=== Begin Enclosure ===

Issue #188, opened 2017-05-22
Refactoring Freebase API


lintool:
The current Freebase API written by @minafarid tries to mimic the collection API for indexing document collections by creating the notion of the RDF collection. I think this is a mistake and trying to jam disparate things together (RDF and text documents). Furthermore, I doubt that we have the general abstraction of what an "RDF collection" looks like anyway.

I propose that we give up this pretense and make the code explicitly about Freebase, and then generalize later as appropriate. In concrete terms, lets move all the Freebase code into a package called `io.anserini.kg.freebase` - `kg` for knowledge graph. Then we can develop `io.anserini.kg.yago` for Yago when we need do, and other knowledge graphs, etc.

minafarid:
Our definition of a document looks like the following:

* Each document contains information about **one** single entity or concept.
* The `docid` is the entity/subject URI, `subject_uri`. This makes sense because each entity or concept in RDF has a unique URI.
* We group all the predicates and their values of a particular entity in one document.
* Each predicate (sometimes referred to as property) forms a field name, and the field value is the object value of this predicate.

I believe this abstraction is standard across multiple RDF datasets. It is generic enough to capture how different datasets might represent/capture information. However, the querying functions (e.g., finding alma mater of people) will be done differently according to how this information is encoded.

The only freebase-specific implementation that we have is the indexing process. The indexing process assumes that triples are ordered by the subject URI, i.e., all the triples of a particular entity URI appear in sequence. This allows us to read a list of triples that belong to the same entity and index them in one step as one document.

A more generic implementation is to index every single triple as a separate lucene document. I tried it, but this won't work because we might have billions of triples and it would exceed lucene's limit of the number of documents in an index.

lintool:
@minafarid I think I agree with your comment. However, my main complaint was about jamming the "RDF document" into the same set of APIs as text documents... I don't think that's productive, and actually quite confusing...

minafarid:
Yes, it might be confusing for sure since most of the search is just lookups and emulating conjunctive queries in code. We don't really "search" in the documents, but we rather do direct lookups.

lintool:
Summarizing discussion on Slack, the API we converged on was `Freebase implements Iterable<FreebaseNode>`. A `FreebaseNode` is a node in the Freebase knowledge graph - in Freebase terminology, it's called an object: https://developers.google.com/freebase/guide/basic_concepts

However, "object" is too overloaded. Note that "objects" can be topics or CVTs.

[...]

PR #194, opened 2017-06-07
Freebase refactoring: Freebase implements Iterable<FreebaseNode>

lintool:
Per #188

Revised API: Freebase implements Iterable<FreebaseNode>. A FreebaseNode is a node in the Freebase knowledge graph. The API allows us to iterate over nodes - each node contains all the outgoing edges, i.e., all facts about that object. FreebaseNode replaces what we're calling ObjectTriples currently.


salman1993:
Under docs/ there are two files "index-freebase-topic.md" and "index-freebase-topics.md". Can you please remove one of them? We can merge this in after that. All the changes look good to me!

PR #196, opened 2017-06-15
Freebase IndexNodes refactoring

lintool:
Refactoring of IndexNodes:
+ Simplified code into more readable, functional style.
+ Moved common DocumentGenerator functionality into FreebaseNode


src/main/java/io/anserini/kg/freebase/FreebaseNode.java
```diff
@@ -125,4 +129,30 @@ public void clear() {
...
+
+  public static RdfObjectType getObjectType(String objectValue) {
+    // Determine the type of this N-Triples 'value'.
+    switch (objectValue.charAt(0)) {
+      case '<':
+        // e.g., <http://rdf.freebase.com/ns/m.02mjmr>
+        return RdfObjectType.URI;
+      case '"':
+        if (objectValue.charAt(objectValue.length() - 1) == '"') {
+          // e.g., "Hanna Bieluszko"@en";
```
salman1993: is this RdfObjectType.STRING or RdfObjectType.TEXT? 
the test shows contradictory examples.

src/test/java/io/anserini/kg/freebase/FreebaseNodeTest.java
```diff
@@ -0,0 +1,28 @@
...
+        FreebaseNode.getObjectType("<http://rdf.freebase.com/ns/m.02mjmr>"));
+
+    assertEquals(FreebaseNode.RdfObjectType.TEXT,
+        FreebaseNode.getObjectType("\"1954-10-28\"^^<http://www.w3.org/2001/XMLSchema#date>"));
+
+    assertEquals(FreebaseNode.RdfObjectType.TEXT,
+        FreebaseNode.getObjectType("\"Hanna Bieluszko\"@en"));
+
+    assertEquals(FreebaseNode.RdfObjectType.STRING,
+        FreebaseNode.getObjectType("\"Hanna Bieluszko\""));
```
salman1993: test contradicts with comment above.

src/main/java/io/anserini/kg/freebase/FreebaseNode.java
salman1993: are we getting rid of the "@en" at the end? i think we should since we are only keeping English labels anyway.

lintool: Good call.

Re: getting rid of "@en" - I'm okay with that but let's do it in another CR with proper test cases... we should also figure out a consistent way to deal with multi-lingual stuff...

PR #198, opened 2017-06-18
Freebase test case, FreebaseNode refactoring

lintool:
+ Added Freebase test case for reading N-Triples format. Refreshed code comments.
+ Refactored FreebaseNode - note that the nodes are identified by URIs. URIs are not necessarily MIDs, as the previous API (falsely) suggested.


src/test/java/io/anserini/kg/freebase/FreebaseTest.java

=== End Enclosure ===

§ Exercise goal
Where does the word "since" occur in the data? Copy every line that has it.

§ Answer to this problem
Yes, it might be confusing for sure since most of the search is just lookups and emulating conjunctive queries in code. We don't really "search" in the documents, but we rather do direct lookups.
salman1993: are we getting rid of the "@en" at the end? i think we should since we are only keeping English labels anyway.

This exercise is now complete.